There is electonica to move your feet and there is electronica to move your soul. Darkstar’s debut album North arrived at a time when James Blake was fast becoming the poster boy for bridging this gap. He had an irresistible Fiest cover and the weight of Polydor’s marketing budget to his name. Darkstar had the sleeper hit ‘Aidy’s Girl Is A Computer’ and the kudos of being signed to Hyperdub. Naturally, Polydor’s marketing budget won out.
Now the property of Warp, this London-based trio return as a delicately refined prospect. You only have to compare the cover art of their two albums to tell the difference. North’s alluring industrial twitch has been discarded in favour of a newfound fondness for the tender and organic. News From Nowhere is an album which blossoms over the course of its running time; building from the deliberately understated ‘Light Clock Body Starter’ to the ethereal prowess of ‘Hold Me Down’. That it flourishes with fresh intricacies and delicate affections on each new listen is all the more surprising given the theme of isolation at its core.
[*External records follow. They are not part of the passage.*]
PR #1066, opened 2024-09-30
Fix default `.charges`

mattwthompson:
### Description

Resolves #1052 ... mostly

### Checklist

- [x] Add tests
- [x] Lint
- [ ] Update docstrings

PR #1069, opened 2024-10-02
Use update instead of assignment to set _charges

“Lie on my own, rise and shine on my own, I’m just fine on my... don’t complain,” states a deadpan James Buttery on ‘Amplified Ease’. This definitive sense of separation is underlined throughout News From Nowhere, often in a few words which are left to resonate across the span of a track. ‘You Don’t Need A Weatherman’ crescendos with two phrases “seal the fate” and “shake the fate” chopped up, digitised and looped so it’s impossible to tell the difference between the two.
Although the air of darkness is pervasive, it’s never suffocating. Instead of being lathered in subwoofer shaking bass and histrionic drums, everything about News From Nowhere is deliberately restrained... pretty even. Lead single ‘Timeaway’ sets the mould with its plonking glockenspiel-like rhythm and falsetto vocals. The mood is sombre but the tone is uplifting. Either Darkstar are slowly draining themselves of positivity or they’re clawing their way back to euphoria. You could spend an eternity trying to figure out which.
In the midst of this dichotomy, there’s not much room for raving. The trudging groove of ‘Armonica’ teasingly caresses out-and-out banger territory while ‘A Day’s Pay For A Day’s Work’ is a no holds barred piano ballad and a genuinely affecting one at that. Instead of straddling electronica's void, Darkstar have doubled down on the profound. It suits them well.